How to Create a Video of an AI Girl Eating a Banana or Sucking a Lollipop
Step-by-step guide to generating natural, cinematic eating and licking motions with AI using text-to-image and image-to-video tools
This tutorial shows you how to turn a single AI image into a full video of a girl eating a banana or seductively sucking/licking a Chupa Chups lollipop — using Text-to-Image and Image-to-Video tools inside ZenCreator.
You can use this workflow for any type of food or candy: fruit, snacks, desserts, lollipops, ice cream — whatever fits your creative vision.
Step 1 — Generate Your Starting Image (Text-to-Image)
Open Text-to-Image: https://app.zencreator.pro/tools/generator-by-prompt
Choose a model — for example Nana Banana, which works well for realistic portraits.

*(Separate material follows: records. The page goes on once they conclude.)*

PR #285, opened 2019-05-23
[Fixit] Authentication and Credentials

KirilKabakchiev:
# Pull Request Template

## Motivation

* Improve authentication filter code / packages structure
* Remove Credentials interface and Data field from types.Credentials
* Basic auth filter uses repository native query (list with username field query) instead of specialized one that was coming from Credentials interface
## Pull Request status

* [x] Initial implementation
* [x] Refactoring
* [x] Unit tests

# TODO

Change base to master before merging


api/filters/basic_authentication.go
```diff
@@ -0,0 +1,142 @@
...
+
+// Authenticate authenticates by using the provided Basic credentials
+func (a *basicAuthenticator) Authenticate(request *http.Request) (*web.UserContext, httpsec.Decision, error) {
+	username, password, ok := request.BasicAuth()
+	if !ok {
+		return nil, httpsec.Abstain, nil
+	}
+
+	ctx := request.Context()
+	byUsername := query.ByField(query.EqualsOperator, "username", username)
```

Here are ready-to-use prompt examples:
For Banana version:
A 20-year-old girl with red hair tied in high ponytail of her head, large breasts, and plump lips, holding a banana near her mouth. She is wearing a black leather top and black leather leggings.

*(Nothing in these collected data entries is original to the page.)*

PR #286, opened 2019-05-27
[Fixit] Allow patching labels of services and plans

DimitarPetrov:
## Motivation

Currently there is no way to add/remove labels on service offerings and service plans.

## Approach

Introduces a patch API to service offerings and service plans apis that allows patching only the labels.

### DIFF
--- a/api/base_controller.go
+++ b/api/base_controller.go
@@ -204,25 +204,27 @@ func (c *BaseController) PatchObject(r *web.Request) (*web.Response, error) {
 	if err != nil {
 		return nil, err
 	}
-	if r.Body, err = sjson.DeleteBytes(r.Body, "labels"); err != nil {
-		return nil, err
-	}
 
 	objFromDB, err := c.repository.Get(ctx, c.objectType, objectID)
 	if err != nil {
 		return nil, util.HandleStorageError(err, string(c.objectType))
 	}
 
-	createdAt := objFromDB.GetCreatedAt()
-	updatedAt := objFromDB.GetUpdatedAt()
+	if c.objectType != types.ServiceOfferingType && c.objectType != types.ServicePlanType {
+		if r.Body, err = sjson.DeleteBytes(r.Body, "labels"); err != nil {
+			return nil, err
+		}
+		createdAt := objFromDB.GetCreatedAt()
+		updatedAt := objFromDB.GetUpdatedAt()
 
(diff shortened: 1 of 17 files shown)


test/service_offering_test/service_offering_test.go
```diff
@@ -36,7 +36,7 @@ func TestServiceOfferings(t *testing.T) {
 
 var _ = test.DescribeTestsFor(test.TestCase{
 	API:            "/v1/service_offerings",
-	SupportsLabels: false,
+	SupportsLabels: true,
```
dpanayotov: As everything now supports labels, this field and the checks can be removed completely

api/base_controller.go
```diff
@@ -236,6 +236,33 @@ func (c *BaseController) PatchObject(r *web.Request) (*web.Response, error) {
 	return util.NewJSONResponse(http.StatusOK, object)
 }
 
+// PatchObject handles the update of labels of the object with the id specified in the request
+func (c *BaseController) PatchLabelsOnly(r *web.Request) (*web.Response, error) {
```
dpanayotov: this is a lot of code duplication. Can you see how to extract this part?

api/base_controller.go
```diff
@@ -236,6 +236,33 @@ func (c *BaseController) PatchObject(r *web.Request) (*web.Response, error) {
...
+		return nil, util.HandleStorageError(err, string(c.objectType))
+	}
+
+	labels, _, _ := query.ApplyLabelChangesToLabels(labelChanges, objFromDB.GetLabels())
+	objFromDB.SetLabels(labels)
+
+	object, err := c.repository.Update(ctx, objFromDB, labelChanges...)
+	if err != nil {
+		return nil, util.HandleStorageError(err, string(c.objectType))
+	}
```
dpanayotov: credentials stripping is missing

api/filters/patch_labels_only.go
```diff
@@ -0,0 +1,68 @@
...
+		{
+			Matchers: []web.Matcher{
+				web.Path(web.ServicePlansURL + "/**"),
+				web.Methods(http.MethodPatch),
+			},
+		},
+	}
+}
+
+func onlyLabelsRequest(body []byte) bool {
```
KirilKabakchiev: you could inline this function - its short enough and is not used anywhere else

For Chupa Chups Lollipop version:
A 20-year-old girl with black hair tied in two ponytails on either side of her head, large breasts, and plump lips, holding a lollipop near her mouth. She is wearing a pink T-shirt and a knee-length skirt. She is kneeling on the bed.
You can copy-paste exactly as-is or slightly adjust appearance/clothes if you want.
Next, select:
- Number of image variations
- Aspect ratio (9:16 for Reels, 16:9 for YouTube, 4:5 for Instagram)
Click Generate.
Pick the best-looking frame.
Step 2 — Animate the Image (Image-to-Video)
Open Image-to-Video: https://app.zencreator.pro/tools/video-generator
Upload your chosen image.
Select a generation model.
Important: When choosing the video generation model, pay attention to whether the model is marked SFW or NSFW:
- SFW models → will automatically censor or soften explicit licking/sucking motions (safe for TikTok/Instagram)
- NSFW models → allow full uncensored tongue play, visible saliva, deep motions, moaning audio, etc. (perfect for OnlyFans, Twitter/X, spicier platforms)
Choose accordingly depending on how explicit you want the final video to be.
Now paste this exact movement prompt:
For Banana version:
A beautiful woman playfully and seductively teasing a banana, her full glossy lips gliding around it in slow, intimate motions. She toys with it sensually — brushing it with the tip of her tongue, sliding her lips along the length, keeping the rhythm soft, erotic, and inviting. Her expression is flirty, warm, dreamy, filled with quiet sexual tension as she plays with the fruit. And then, after all the teasing, she gently bites off a piece — a slow, deliberate, sensual bite — and eats it with a soft, satisfied smile. Warm diffused lighting, creamy bokeh, velvety atmosphere, fluid and intimate movements.
For Chupa Chups Lollipop version:
A beautiful woman playfully and seductively teasing a lollipop, her full glossy lips gliding around it in slow, intimate motions. She toys with it sensually — brushing it with the tip of her tongue, sliding her lips along the candy, keeping the rhythm soft, erotic, and inviting. Her expression is flirty, warm, dreamy, filled with quiet playful tension as she plays with the treat. Warm diffused lighting, creamy bokeh, velvety atmosphere, fluid and intimate movements.
Customize it:
- Specify the eating action (bite, taste, chew, smile, interact with food)
- Describe camera motion (slow zoom, pan, handheld feel)
- Set emotional tone (playful, cute, natural, cinematic)
- Add environment details (kitchen, café, outdoors)
Then select:
- Aspect ratio
- Duration of the video
Click Generate.
Your video is ready!
Video Examples
Banana Eating Example
Watch how the banana animation creates natural, playful motions:
Tips for Best Results
Generate several variations
Try different camera motions and eating gestures — then combine them into a longer scene.
Keep the food visible
AI performs better when the food is clear in the initial image.
Use soft, flattering lighting
Natural or cinematic lighting produces realistic eating animations.
Choose an expressive facial prompt
Words like "natural expression," "soft smile," "gentle interaction," "realistic skin texture" help.
Audio makes a difference
WAN + Audio can generate ambient sound or you can upload your own track for realism.
Create a Full Video Sequence
For a longer video:
- Generate multiple short clips
- Use slightly different prompts
- Animate from different image angles
- Edit them together in any video editor (CapCut, Premiere, VN, DaVinci)
This creates a smooth, natural, extended sequence of the girl interacting with food.